# DIY Underwater Lights



## Shannon Foye (Aug 15, 2005)

Ballast is necessary to run the 175w mercury vapor bulbs that are used for underwater lights. Metal Halide ballast will run mercury vapor bulbs. You can find ballast for $30 to $40 on the internet. I ordered from a company in Texas to make sure that I received them by Memorial Day weekend. Their Venture ballasts (BV-V90D6112K) are $37. The shipping for three ballasts was $10. http://www.1000bulbs.com/175-Watt-Metal-Halide-Ballast/

The Venture ballast is wired for 120, 208, 240 & 277 volts. Cut off and seal the 208, 240, and 277 volt wires. Run the orange 120 volt wire and one of the white COM wires to a GFI outlet. Run the other white COM wire and the wire from the capacitor to the bulb. If you order from somewhere else, make sure that the ballast comes with a capacitor. You do not need an igniter. The Venture ballast came with the capacitor already wired to it.

I soldered the extension cord to the bulb with a cheap butane pen. Solder one wire to the side of the bulb and another wire to the bottom. Cut off the third wire. Lowes carries clear glass bulbs. Home Depot's bulbs are colored white. I sealed the bulbs in the PVC with marine silicone. I originally filled the PVC with silicone, put in the bulb, and let it sit for a day. A week later I was curious if it ever completely cured. I unscrewed the end cap and the silicone was still as wet as it was when I pured it in. I left the two parts open to cure. I'll add a little more silicone and screw them back together.


----------



## Aggieangler (May 28, 2004)

Looks like an interesting option to a 4 foot green light.


----------



## Vick (May 10, 2006)

Pretty awesome! I will buy one from you! LoL


----------



## katmunford (Sep 17, 2008)

*Epoxy*

Instead of using silicon sealant, you might try 2-part epoxy.

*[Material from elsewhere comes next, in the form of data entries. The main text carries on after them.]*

PR #3879, opened 2022-02-28
feat: key_management service

SWvheerden:
Description
---
This adds in a completely separate key management service to manage all keys with branches. 
Before this the wallet OMS used key manager inside of itself with only the spend branch's index saved to db. 
The key management service supports infinite branches and all will be saved to db. 

Motivation and Context
---
We need to keep track of all generated private key's as well s their branches. These keys will not only be used inside of the OMS, but also in other services. 

How Has This Been Tested?
---
Unit, integration, and manual tests.


base_layer/wallet/src/key_manager_service/handle.rs
```diff
@@ -0,0 +1,110 @@
...
+    async fn apply_encryption(&self, cipher: Aes256Gcm) -> Result<(), KeyManagerError> {
+        (*self.key_manager_inner).write().await.apply_encryption(cipher).await
+    }
+
+    async fn remove_encryption(&self) -> Result<(), KeyManagerError> {
+        (*self.key_manager_inner).write().await.remove_encryption().await
+    }
+
+    async fn get_next_key(&self, branch: String) -> Result<PrivateKey, KeyManagerError> {
+        (*self.key_manager_inner).read().await.get_next_key(branch).await
```
philipr-za: should probably be a write() lock. Yes the interior mutability means this works but the process of getting a key does write a new index value.

base_layer/wallet/src/key_manager_service/handle.rs
```diff
@@ -0,0 +1,110 @@
...
+            .await
+    }
+
+    async fn find_key_index(&self, branch: String, key: &PrivateKey) -> Result<u64, KeyManagerError> {
+        (*self.key_manager_inner).read().await.find_key_index(branch, key).await
+    }
+
+    async fn update_current_key_index_if_higher(&self, branch: String, index: u64) -> Result<(), KeyManagerError> {
+        (*self.key_manager_inner)
+            .read()
```
philipr-za, line 108: think this should be a write lock

base_layer/wallet/src/key_manager_service/mock.rs
```diff
@@ -0,0 +1,181 @@
...
+use crate::{key_manager_service::KeyManagerInterface, types::KeyDigest};
+
+const LOG_TARGET: &str = "wallet::Key_manager_mock";
+const KEY_MANAGER_MAX_SEARCH_DEPTH: u64 = 1_000_000;
+use std::{collections::HashMap, sync::Arc};
+
+use crate::key_manager_service::{error::KeyManagerError, storage::database::KeyManagerState};
+
+#[derive(Clone)]
+pub struct KeyManagerMock {
```
philipr-za, line 45: Should probably in in the /tests/support folder

base_layer/wallet/src/key_manager_service/service.rs
```diff
@@ -0,0 +1,175 @@
...
+        KeyManagerInner {
+            key_managers: HashMap::new(),
+            db,
+            master_seed,
+        }
+    }
+
+    pub async fn add_key_manager(&mut self, branch: String) -> Result<(), KeyManagerError> {
+        if self.key_managers.contains_key(&branch) {
+            return Err(KeyManagerError::BranchAllreadyExists);
```
philipr-za:
```suggestion
            return Err(KeyManagerError::BranchAlreadyExists);
```

philipr-za: Though actually I think in these cases its better just to return `Ok(())`. The client asked for the branch to be created, it exists. The state they wanted is what exists.

base_layer/wallet/src/key_manager_service/service.rs
```diff
@@ -0,0 +1,175 @@
...
+
+    pub async fn get_key_at_index(&self, branch: String, index: u64) -> Result<PrivateKey, KeyManagerError> {
+        let km = self
+            .key_managers
+            .get(&branch)
+            .ok_or(KeyManagerError::UnknownKeyBranch)?
+            .lock()
+            .await;
+        let key = km.derive_key(index)?;
+        self.db.set_key_index(branch, index).await?;
```
philipr-za: This feels dangerous, a client can destroy state here. I feel like we should have 2 distinct types of branches. managed indexing and manually indexing and you can only ask for a specific key from the latter type. This protects a client from inadvertly destroying the index state of a branch they think has managed index.

base_layer/wallet/src/key_manager_service/service.rs
```diff
@@ -0,0 +1,175 @@
...
+        Ok(())
+    }
+
+    pub async fn remove_encryption(&self) -> Result<(), KeyManagerError> {
+        self.db.remove_encryption().await?;
+        Ok(())
+    }
+
+    /// Return the Seed words for the current Master Key set in the Key Manager
+    pub async fn get_seed_words(
```
philipr-za, line 128: This feels like it actually belongs in the main Wallet DB where the master key is actually stored.

base_layer/wallet/src/key_manager_service/storage/database/mod.rs
```diff
@@ -0,0 +1,160 @@
...
+
+/// Holds the state of the KeyManager being used by the Output Manager Service
+#[derive(Clone, Debug, PartialEq)]
+pub struct KeyManagerState {
+    pub branch_seed: String,
+    pub primary_key_index: u64,
+}
+
+#[derive(Debug, Clone, PartialEq)]
+pub enum DbKey {
```
philipr-za: We have been moving away from this interface. Just have a clear methods in the Database interface trait, the DbKey, Db Value, DbKeyValuePair and WriteOperation are just clunky abstractions that we don't really need.

applications/tari_console_wallet/src/automation/commands.rs
```diff
@@ -807,9 +809,19 @@ pub async fn command_runner(
...
-                let mut rng = rand::thread_rng();
-                // todo add key from key manager service here
-                let (_, public_key) = PublicKey::random_keypair(&mut rng);
+                let key_manager = wallet.key_manager_service.clone();
+                match key_manager
+                    .add_new_branch(KeyManagerAssetBranch::Asset.to_string())
+                    .await
+                {
+                    Ok(()) => Ok(()),
+                    Err(KeyManagerError::BranchAllreadyExists) => Ok(()),
```
delta1: "Already" is spelled incorrectly in your error variant. 

But why does `add_new_branch` return an error if the branch already exists?

base_layer/wallet/src/assets/asset_manager.rs
```diff
@@ -368,3 +370,17 @@ pub struct AssetMetadata {
     description: String,
     image: String,
 }
+
+#[derive(Clone, Copy)]
+pub enum KeyManagerAssetBranch {
+    Asset,
```
delta1: IMO this is unnecessary, just use the string itself or a const

base_layer/wallet/src/error.rs
```diff
@@ -95,6 +96,8 @@ pub enum WalletError {
     UtxoScannerError(#[from] UtxoScannerError),
     #[error("Key manager error: `{0}`")]
     KeyManagerError(#[from] KeyManagerError),
+    #[error("Key service manager error: `{0}`")]
```
delta1:
```suggestion
    #[error("Key manager service error: `{0}`")]
```

base_layer/wallet/src/key_manager_service/error.rs
```diff
@@ -0,0 +1,88 @@
...
+use tari_utilities::{hex::HexError, ByteArrayError};
+
+use crate::error::WalletStorageError;
+
+#[derive(Debug, thiserror::Error)]
+pub enum KeyManagerError {
+    #[error("Branch does not exist")]
+    UnknownKeyBranch,
+    #[error("Branch all ready exists")]
+    BranchAllreadyExists,
```
delta1:
```suggestion
    #[error("Branch already exists")]
    BranchAlreadyExists,
```

**But if this doesn't indicate an actual error then I don't think it should be necessary**

base_layer/wallet/src/key_manager_service/error.rs
```diff
@@ -0,0 +1,88 @@
...
+    TariKeyManagerError(#[from] KMError),
+}
+
+#[derive(Debug, thiserror::Error)]
+pub enum KeyManagerStorageError {
+    #[error("Value not found")]
+    ValueNotFound,
+    #[error("Unexpected result: `{0}`")]
+    UnexpectedResult(String),
+    #[error("If an pending transaction does not exist to be confirmed")]
```
delta1:
```suggestion
    #[error("Pending transaction does not exist to be confirmed")]
```

base_layer/wallet/src/key_manager_service/error.rs
```diff
@@ -0,0 +1,88 @@
...
+    #[error("This write operation is not supported for provided DbKey")]
+    OperationNotSupported,
+    #[error("Could not find all values specified for batch operation")]
+    ValuesNotFound,
+    #[error("Error converting a type: {reason}")]
+    ConversionError { reason: String },
+    #[error("Key Manager not initialized")]
+    KeyManagerNotInitialized,
+    #[error("Diesel R2d2 error: `{0}`")]
+    DieselR2d2Error(#[from] WalletStorageError),
```
delta1: Does `WalletStorageError` only ever produce an R2D2 error? This doesn't seem quite right

base_layer/wallet/src/key_manager_service/storage/sqlite_db/key_manager_state.rs
```diff
@@ -0,0 +1,225 @@
...
+
+    pub fn increment_index(
+        branch: String,
+        cipher: Option<&Aes256Gcm>,
+        conn: &SqliteConnection,
+    ) -> Result<u64, KeyManagerStorageError> {
+        Ok(match KeyManagerStateSql::get_state(&branch, conn) {
+            Ok(mut km) => {
+                if km.primary_key_index.len() > 8 {
+                    match cipher {
```
philipr-za: Look at the other wallet storage layers where we DRYed this check up using the `decrypt_if_necessary` method

base_layer/wallet/src/key_manager_service/storage/sqlite_db/key_manager_state.rs
```diff
@@ -0,0 +1,225 @@
...
+                        Some(cip) => km.decrypt(cip).map_err(KeyManagerStorageError::AeadError)?,
+                        _ => return Err(KeyManagerStorageError::ValueEncrypted),
+                    }
+                }
+                let mut bytes: [u8; 8] = [0u8; 8];
+                bytes.copy_from_slice(&km.primary_key_index[..8]);
+                let new_index = u64::from_le_bytes(bytes) + 1;
+                km.primary_key_index = new_index.to_le_bytes().to_vec();
+                if let Some(cip) = cipher {
```
philipr-za: In other wallet storage layers we used the `encrypt_if_necessary` to DRY this up

base_layer/wallet/src/key_manager_service/service.rs
```diff
@@ -0,0 +1,175 @@
...
+use tari_common_types::types::PrivateKey;
+use tari_key_manager::{
+    cipher_seed::CipherSeed,
+    key_manager::KeyManager,
+    mnemonic::{Mnemonic, MnemonicLanguage},
+};
+
+use crate::types::KeyDigest;
+
+const LOG_TARGET: &str = "wallet::Key_manager";
```
delta1:
```suggestion
const LOG_TARGET: &str = "wallet::key_manager";
```

base_layer/wallet/src/key_manager_service/storage/sqlite_db/key_manager_state.rs
```diff
@@ -0,0 +1,225 @@
...
+    pub fn set_index(
+        branch: String,
+        index: u64,
+        cipher: Option<&Aes256Gcm>,
+        conn: &SqliteConnection,
+    ) -> Result<(), KeyManagerStorageError> {
+        match KeyManagerStateSql::get_state(&branch, conn) {
+            Ok(mut km) => {
+                km.primary_key_index = index.to_le_bytes().to_vec();
+                if let Some(cip) = cipher {
```
philipr-za: DRYed up as described above

base_layer/wallet/src/key_manager_service/storage/sqlite_db/key_manager_state.rs
```diff
@@ -0,0 +1,225 @@
...
+    fn decrypt(&mut self, _cipher: &Aes256Gcm) -> Result<(), String> {
+        unimplemented!("Not supported")
+        // let decrypted_master_key = decrypt_bytes_integral_nonce(&cipher, self.master_key.clone())?;
+        // let decrypted_branch_seed =
+        //     decrypt_bytes_integral_nonce(&cipher, from_hex(self.branch_seed.as_str()).map_err(|_| Error)?)?;
+        // self.master_key = decrypted_master_key;
+        // self.branch_seed = from_utf8(decrypted_branch_seed.as_slice())
+        //     .map_err(|_| Error)?
+        //     .to_string();
+        // Ok(())
```
philipr-za:
```suggestion

```

base_layer/wallet/src/key_manager_service/storage/sqlite_db/key_manager_state_old.rs
```diff
@@ -0,0 +1,50 @@
...
+//  SERVICES; LOSS OF USE, DATA, OR PROFITS; OR BUSINESS INTERRUPTION) HOWEVER CAUSED AND ON ANY THEORY OF LIABILITY,
+//  WHETHER IN CONTRACT, STRICT LIABILITY, OR TORT (INCLUDING NEGLIGENCE OR OTHERWISE) ARISING IN ANY WAY OUT OF THE
+//  USE OF THIS SOFTWARE, EVEN IF ADVISED OF THE POSSIBILITY OF SUCH DAMAGE.
+
+use chrono::NaiveDateTime;
+use diesel::{prelude::*, SqliteConnection};
+
+use crate::{key_manager_service::error::KeyManagerStorageError, schema::key_manager_states_old};
+
+// NB!!! This is a temporary migration file to convert existing indexes to new ones.
```
philipr-za:
```suggestion
// This is a temporary migration file to convert existing indexes to new ones.
```

base_layer/wallet/src/key_manager_service/storage/sqlite_db/key_manager_state_old.rs
```diff
@@ -0,0 +1,50 @@
...
+// Todo Testnet remove
```
philipr-za:
```suggestion
// TODO Remove at next Testnet reset (currently on Dibbler)
```
Lets be clearer and less dramatic

base_layer/wallet/src/key_manager_service/service.rs
delta1: I really don't think this is an error state? This fn could just return an informational enum variant indicating `BranchCreated` or `BranchExists`

base_layer/wallet/src/key_manager_service/storage/database/backend.rs
```diff
@@ -0,0 +1,45 @@
...
+// WHETHER IN CONTRACT, STRICT LIABILITY, OR TORT (INCLUDING NEGLIGENCE OR OTHERWISE) ARISING IN ANY WAY OUT OF THE
+// USE OF THIS SOFTWARE, EVEN IF ADVISED OF THE POSSIBILITY OF SUCH DAMAGE.
+use aes_gcm::Aes256Gcm;
+
+use crate::key_manager_service::{
+    error::KeyManagerStorageError,
+    storage::database::{DbKey, DbValue, WriteOperation},
+};
+
+/// This trait defines the required behaviour that a storage backend must provide for the Output Manager service.
```
delta1:
```suggestion
/// This trait defines the required behaviour that a storage backend must provide for the Key Manager service.
```

base_layer/wallet/src/key_manager_service/storage/sqlite_db/mod.rs
```diff
@@ -0,0 +1,371 @@
...
+    fn encrypt_if_necessary<T: Encryptable<Aes256Gcm>>(&self, o: &mut T) -> Result<(), KeyManagerStorageError> {
+        let cipher = acquire_read_lock!(self.cipher);
+        if let Some(cipher) = cipher.as_ref() {
+            o.encrypt(cipher)
+                .map_err(|_| KeyManagerStorageError::AeadError("Encryption Error".to_string()))?;
+        }
+        Ok(())
+    }
+
+    fn insert(&self, key_value_pair: DbKeyValuePair, conn: &SqliteConnection) -> Result<(), KeyManagerStorageError> {
```
philipr-za: Def think we have shown that this pattern is clunky. Check the newer methods in Transaction Service, its just easier to read and maintain to have explicit methods in the database backend trait.

base_layer/wallet/src/key_manager_service/storage/sqlite_db/mod.rs
```diff
@@ -0,0 +1,371 @@
...
+            DbKeyValuePair::KeyManagerState(km) => {
+                let mut km_sql = NewKeyManagerStateSql::from(km);
+                self.encrypt_if_necessary(&mut km_sql)?;
+                km_sql.commit(conn)?
+            },
+        }
+        Ok(())
+    }
+
+    fn do_migration(&self) -> Result<(), KeyManagerStorageError> {
```
philipr-za, line 91: Add a TODO: Remove in next testnet reset (current testnet: Dibbler)

base_layer/wallet/src/key_manager_service/storage/sqlite_db/mod.rs
```diff
@@ -0,0 +1,371 @@
...
+            self.insert(spending_script_km, &conn)?;
+            KeyManagerStateSqlOld::delete(&conn)?;
+        }
+        Ok(())
+    }
+}
+
+impl KeyManagerBackend for KeyManagerSqliteDatabase {
+    #[allow(clippy::cognitive_complexity)]
+    fn fetch(&self, key: &DbKey) -> Result<Option<DbValue>, KeyManagerStorageError> {
```
philipr-za: as above, this pattern of abstracting this operation should just be separate explicit methods.

base_layer/wallet/src/key_manager_service/storage/sqlite_db/mod.rs
```diff
@@ -0,0 +1,371 @@
...
+                acquire_lock.as_millis(),
+                (start.elapsed() - acquire_lock).as_millis(),
+                start.elapsed().as_millis()
+            );
+        }
+
+        Ok(result)
+    }
+
+    fn write(&self, op: WriteOperation) -> Result<Option<DbValue>, KeyManagerStorageError> {
```
philipr-za: as with `fetch`

base_layer/wallet/src/key_manager_service/storage/sqlite_db/key_manager_state.rs
philipr-za: Which sort of implies this logic should live one layer higher in the KeyManagerSqliteDatabase logic.

base_layer/wallet/src/key_manager_service/storage/sqlite_db/mod.rs
```diff
@@ -0,0 +1,371 @@
...
+
+        Ok(None)
+    }
+
+    fn increment_key_index(&self, branch: String) -> Result<(), KeyManagerStorageError> {
+        let start = Instant::now();
+        let conn = self.database_connection.get_pooled_connection()?;
+        let acquire_lock = start.elapsed();
+        let cipher = acquire_read_lock!(self.cipher);
+        KeyManagerStateSql::increment_index(branch, cipher.as_ref(), &conn)?;
```
philipr-za: this logic should be here.

base_layer/wallet/src/output_manager_service/recovery/standard_outputs_recoverer.rs
```diff
@@ -128,10 +138,23 @@ where TBackend: OutputManagerBackend + 'static
...
 
+            let rewind_key = self
+                .master_key_manager
+                .get_key_at_index(KeyManagerOmsBranch::RecoveryViewOnly.to_string(), 0)
+                .await?;
+            let rewind_blinding_key = self
+                .master_key_manager
+                .get_key_at_index(KeyManagerOmsBranch::RecoveryBlinding.to_string(), 0)
+                .await?;
+            let rewind_data = RewindData {
```
philipr-za: Do this once when the recoverer is created. Here you are recalculating these keys for each output being recovered.

base_layer/wallet/src/output_manager_service/resources.rs
```diff
@@ -20,27 +20,54 @@
...
-    pub master_key_manager: Arc<MasterKeyManager<TBackend>>,
+    pub master_key_manager: TKeyManagerInterface,
     pub consensus_constants: ConsensusConstants,
     pub connectivity: TWalletConnectivity,
     pub shutdown_signal: ShutdownSignal,
+    pub rewind_data: RewindData,
+}
+
+#[derive(Clone, Copy)]
+pub enum KeyManagerOmsBranch {
```
philipr-za:
```suggestion
pub enum OutputManagerKeyManagerBranch {
```

base_layer/wallet/src/output_manager_service/recovery/standard_outputs_recoverer.rs
philipr-za: In fact below I see you do calculate this data and put it in the resources...why calc it here?

base_layer/wallet/src/output_manager_service/service.rs
```diff
@@ -118,24 +126,38 @@ where
         shutdown_signal: ShutdownSignal,
         base_node_service: BaseNodeServiceHandle,
         connectivity: TWalletConnectivity,
-        master_seed: CipherSeed,
         node_identity: Arc<NodeIdentity>,
+        key_manager: TKeyManagerInterface,
     ) -> Result<Self, OutputManagerError> {
         // Clear any encumberances for transactions that were being negotiated but did not complete to become official
         // Pending Transactions.
+        OutputManagerService::<TBackend, TWalletConnectivity, TKeyManagerInterface>::initialise_key_manager(
```
philipr-za: You have put an unrelated operation between a comment and the line the comment is discussing...

base_layer/wallet/src/key_manager_service/storage/database/mod.rs
```diff
@@ -0,0 +1,160 @@
...
+
+use aes_gcm::Aes256Gcm;
+pub use backend::KeyManagerBackend;
+use log::*;
+
+use crate::key_manager_service::error::KeyManagerStorageError;
+
+const LOG_TARGET: &str = "wallet::key_manager_service::database";
+
+/// Holds the state of the KeyManager being used by the Output Manager Service
```
delta1: s/output/key/

base_layer/wallet/src/key_manager_service/storage/database/mod.rs
```diff
@@ -0,0 +1,160 @@
...
+pub enum DbKeyValuePair {
+    KeyManagerState(KeyManagerState),
+}
+
+pub enum WriteOperation {
+    Insert(DbKeyValuePair),
+    Remove(DbKey),
+}
+
+/// This structure holds an inner type that implements the `OutputManagerBackend` trait and contains the more complex
```
delta1: s/output/key/

base_layer/wallet/src/key_manager_service/storage/sqlite_db/key_manager_state.rs
```diff
@@ -0,0 +1,225 @@
...
+
+impl Encryptable<Aes256Gcm> for NewKeyManagerStateSql {
+    fn encrypt(&mut self, cipher: &Aes256Gcm) -> Result<(), String> {
+        let encrypted_index = encrypt_bytes_integral_nonce(cipher, self.primary_key_index.clone())?;
+        self.primary_key_index = encrypted_index;
+        Ok(())
+    }
+
+    fn decrypt(&mut self, _cipher: &Aes256Gcm) -> Result<(), String> {
+        unimplemented!("Not supported")
```
delta1, line 167: I guess rather just return this as an `Err` instead of panicing

base_layer/wallet/src/output_manager_service/service.rs
```diff
@@ -147,6 +169,58 @@ where
         })
     }
 
+    async fn initialise_key_manager(key_manager: &TKeyManagerInterface) -> Result<(), OutputManagerError> {
+        OutputManagerService::<TBackend, TWalletConnectivity, TKeyManagerInterface>::initialise_key_manager_branch(
```
philipr-za:
```suggestion
        Self::initialise_key_manager_branch(
```

base_layer/wallet/src/output_manager_service/service.rs
```diff
@@ -147,6 +169,58 @@ where
...
+        .await
+    }
+
+    async fn initialise_key_manager_branch(
+        branch: String,
+        key_manager: &TKeyManagerInterface,
+    ) -> Result<(), OutputManagerError> {
+        match key_manager.add_new_branch(branch).await {
+            Ok(()) => Ok(()),
+            Err(KeyManagerError::BranchAllreadyExists) => Ok(()),
```
philipr-za: As per my previous comment, this doesn't feel like it should be an error.

base_layer/wallet/src/key_manager_service/storage/sqlite_db/mod.rs
```diff
@@ -0,0 +1,371 @@
...
+            self.insert(spending_km, &conn)?;
+            self.insert(spending_script_km, &conn)?;
+            KeyManagerStateSqlOld::delete(&conn)?;
+        }
+        Ok(())
+    }
+}
+
+impl KeyManagerBackend for KeyManagerSqliteDatabase {
+    #[allow(clippy::cognitive_complexity)]
```
delta1: is this clippy allow necessary? doesn't seem like an overly complex fn

base_layer/wallet/src/key_manager_service/handle.rs
```diff
@@ -0,0 +1,110 @@
...
+
+    async fn get_next_key(&self, branch: String) -> Result<PrivateKey, KeyManagerError> {
+        (*self.key_manager_inner).read().await.get_next_key(branch).await
+    }
+
+    async fn get_key_at_index(&self, branch: String, index: u64) -> Result<PrivateKey, KeyManagerError> {
+        (*self.key_manager_inner)
+            .read()
+            .await
+            .get_key_at_index(branch, index)
```
philipr-za:
```suggestion
            .get_key_at_index(branch.to_string(), index)
```

base_layer/wallet/src/key_manager_service/handle.rs
```diff
@@ -0,0 +1,110 @@
...
+
+    async fn remove_encryption(&self) -> Result<(), KeyManagerError> {
+        (*self.key_manager_inner).write().await.remove_encryption().await
+    }
+
+    async fn get_next_key(&self, branch: String) -> Result<PrivateKey, KeyManagerError> {
+        (*self.key_manager_inner).read().await.get_next_key(branch).await
+    }
+
+    async fn get_key_at_index(&self, branch: String, index: u64) -> Result<PrivateKey, KeyManagerError> {
```
philipr-za:
```suggestion
    async fn get_key_at_index<T: Into<String>>(&self, branch: T, index: u64) -> Result<PrivateKey, KeyManagerError> {
```

I just noticed how many `.to_string()` calls there are and this would eliminate them for all client calls.

base_layer/wallet/src/output_manager_service/service.rs
delta1: the comment above this line is related to the call below it

base_layer/wallet/src/output_manager_service/service.rs
```diff
@@ -617,14 +695,19 @@ where
...
+        &mut self,
         value: MicroTari,
         features: OutputFeatures,
     ) -> Result<UnblindedOutputBuilder, OutputManagerError> {
-        let (spending_key, script_private_key) = self
+        let spending_key = self
             .resources
             .master_key_manager
-            .get_next_spend_and_script_key()
+            .get_next_key(KeyManagerOmsBranch::Spend.to_string())
```
philipr-za: So this operation was done together before because these values need to use the same index. What happens if these two indices get out of sync somehow?

base_layer/wallet/src/output_manager_service/service.rs
```diff
@@ -927,27 +1020,32 @@ where
             "Building coinbase transaction for block_height {} with TxId: {}", block_height, tx_id
         );
 
-        let (spending_key, script_key) = self
+        let spending_key = self
```
philipr-za, line 987: This is supposed to be a key from the Coinbase branch using the height as the index.

delta1 (commented):
Nice work, just a few comments from my side

base_layer/wallet/src/output_manager_service/service.rs
philipr-za: furthermore, you have undone a huge amount of DRYing up by turning this into two calls here in the client service.

base_layer/wallet/src/key_manager_service/storage/sqlite_db/key_manager_state_old.rs
delta1: agree and we should have a convention for this, I know we previously used `#testnet_reset` then it's easy to search

applications/tari_console_wallet/src/automation/commands.rs
SWvheerden: Because the key_manager does not know which branches it needs to have and not, it only keeps track of what is added. And this is just to let the user know when adds a new branch, this branch is already tracked, in other words, some service is using this exact branch and I am letting it up to the downstream provider to decide if this should be a hard error if the service shares a branch with some other service or if its okay. 

I was toying with the idea of adding a function `fn add_branch_if_not_exists`

base_layer/wallet/src/assets/asset_manager.rs
SWvheerden: Won't the asset manager need more than one branch of keys? That was the primary reason I chose an enum for that and not a constant. 
If not then lets go const?

base_layer/wallet/src/key_manager_service/error.rs
SWvheerden: See the above comment, it could be one or not, depending on the downstream user.

base_layer/wallet/src/key_manager_service/storage/sqlite_db/key_manager_state.rs
SWvheerden: This should panic. You are never supposed to be able to decrypt a new_key_manager_state. 
It should not be possible. new_key_manager_state is only used when inserting a new key_manager_state into the DB, and there after if you retrieve it you will use key_manager_state.

base_layer/wallet/src/key_manager_service/handle.rs
SWvheerden: yes, but because the actual key_manager that updates the key sits behind a mutex, this is fine. 
A read lock here means that another service can ask to `get_next_key` for a different branch and still get that answer fine. 
As soon as you ask for the same branch, the mutex will stop you in the inner class.

base_layer/wallet/src/key_manager_service/handle.rs
SWvheerden: see above comment

base_layer/wallet/src/key_manager_service/mock.rs
SWvheerden: Moving it out to the integration folder means that no unit test can use the mock, only integration tests. It is behind a cfg(test) flag

base_layer/wallet/src/key_manager_service/storage/database/mod.rs
SWvheerden: I was trying to base this on how every other interface looks, but I am more than happy to move away from it as I don't like that interface.

base_layer/wallet/src/key_manager_service/service.rs
SWvheerden: removed that update.

base_layer/wallet/src/key_manager_service/service.rs
SWvheerden: Going to log this as a separate refactor. This PR is big as is. Currently the requests for the seed words pipe to the OMS which used to go to the key manager inside of the OMS. This is now piped to the current key manager.

base_layer/wallet/src/key_manager_service/storage/sqlite_db/key_manager_state_old.rs
SWvheerden: changed the text and added the reset flag `#testnet_reset`

base_layer/wallet/src/key_manager_service/mock.rs
philipr-za: Some would argue that when you need other modules you are no longer writing unit tests but fair enough.

base_layer/wallet/src/key_manager_service/handle.rs
```diff
@@ -0,0 +1,124 @@
...
+
+    async fn apply_encryption(&self, cipher: Aes256Gcm) -> Result<(), KeyManagerError> {
+        (*self.key_manager_inner).write().await.apply_encryption(cipher).await
+    }
+
+    async fn remove_encryption(&self) -> Result<(), KeyManagerError> {
+        (*self.key_manager_inner).write().await.remove_encryption().await
+    }
+
+    async fn get_next_key<T: Into<String> + Send>(&self, branch: T) -> Result<(PrivateKey, u64), KeyManagerError> {
```
philipr-za: Just for future readability make this a struct with labelled fields, tuples like this are not easy to understand what data you are getting back.

base_layer/wallet/src/key_manager_service/service.rs
```diff
@@ -0,0 +1,176 @@
...
+{
+    pub fn new(master_seed: CipherSeed, db: KeyManagerDatabase<TBackend>) -> Self {
+        KeyManagerInner {
+            key_managers: HashMap::new(),
+            db,
+            master_seed,
+        }
+    }
+
+    pub async fn add_key_manager(&mut self, branch: String) -> Result<AddResult, KeyManagerError> {
```
philipr-za: This is a nit
```suggestion
    pub async fn add_key_manager_branch(&mut self, branch: String) -> Result<AddResult, KeyManagerError> {
```

philipr-za (commented):
Looks good, have one style comment I would like to see implemented please.

philipr-za (approved):
bors merge

delta1:
bors retry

Epoxy should cure in the absence of air. This way you woulld not need to pull it apart to see if it is dry. I may try this myself. Thanks!


----------



## Shannon Foye (Aug 15, 2005)

I'll take back my suggestion of using marine silicone. One of my bulbs that I sealed with silicone is loose. Fortunately it hasn't been in the water yet. I'm going to use 2 part epoxy instead.


----------



## netboy (Dec 12, 2006)

Yup, 2 part epoxy is the only way to go!


----------



## carryyourbooks (Feb 13, 2009)

*lamp?*

where did you buy the green lamp?


----------



## netboy (Dec 12, 2006)

The bulb used in these setups are 175 watt mercury vapor bulb with clear glass.


----------



## Mako232 (Sep 16, 2005)

You need a 2 part epoxy that will not shrink when dry, there are some available, check the net.


----------



## carryyourbooks (Feb 13, 2009)

what makes the green color? is it the epoxy, the ballast, or the lamp? thanks.


----------



## aporcarello (Sep 20, 2012)

*green light*



carryyourbooks said:


> what makes the green color? is it the epoxy, the ballast, or the lamp? thanks.

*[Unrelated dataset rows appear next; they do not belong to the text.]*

PR #3889, opened 2022-03-02
feat: update console wallet notifications

philipr-za:
Description
---
This PR creates console wallet notifications for transaction events and also adds a hotkey to clear notifications.

A bug was also spotted in the way that Faux transactions were validated that resulted in the last Faux transaction confirmed event to be emitted after each validation. The validation was updated to only emit this event if the transaction was previously not confirmed.

### DIFF
--- a/applications/tari_console_wallet/src/ui/components/notification_tab.rs
+++ b/applications/tari_console_wallet/src/ui/components/notification_tab.rs
@@ -29,13 +29,21 @@ impl NotificationTab {
 
     fn draw_notifications<B>(&mut self, f: &mut Frame<B>, area: Rect, app_state: &AppState)
     where B: Backend {
+        let span_vec = vec![
+            Span::raw("Press "),
+            Span::styled("C", Style::default().add_modifier(Modifier::BOLD)),
+            Span::raw(" to clear notifications"),
+        ];
+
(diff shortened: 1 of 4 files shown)


applications/tari_console_wallet/src/ui/components/notification_tab.rs
```diff
@@ -4,9 +4,6 @@
 // are cleared.
 // Currently notifications are only added from the wallet_event_monitor which has
 // add_notification method.
-// TODO: auto delete old notifications. #LOGGED
```
philipr-za, line 7: This TODO is handled by the ability to manually clear the notifications, I don't think its ideal to do it automatically and notifications are not persisted so the manual option seems adequate.

applications/tari_console_wallet/src/ui/components/notification_tab.rs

If I'm not mistaken the green just comes from the fact it's a mercury vapor light and when placed underwater is glows green.


----------



## BBKing (May 22, 2010)

It's cheaper to buy an outdoor mercury vapor light from Lowes or Home Depot and use the parts you need. Silicone will not work!!! Been there done that. Epoxy works great. Is there such a thing as one-part epoxy?


----------



## aporcarello (Sep 20, 2012)

*green light*

oops


----------



## padrefigure (Aug 22, 2006)

The picture makes the bulb look green--it is really white. The green light underwater thing is over-rated. You really get less scatter from green light in the water, so it is easier to see stuff. But a white light will attract bait and predator fish just as well.


----------



## bg (May 21, 2004)

Mercury vapor gives off a blue-green color anyway. That's the reason I don't like it for landscape lighting, the color temperature makes me nauseous. For fishing it would probably be great but I think you can get a brighter and more energy efficient metal halide lamp. Mercury vapor is tremendously inefficient. Of course, the par 64 lamps I use aren't very efficient either...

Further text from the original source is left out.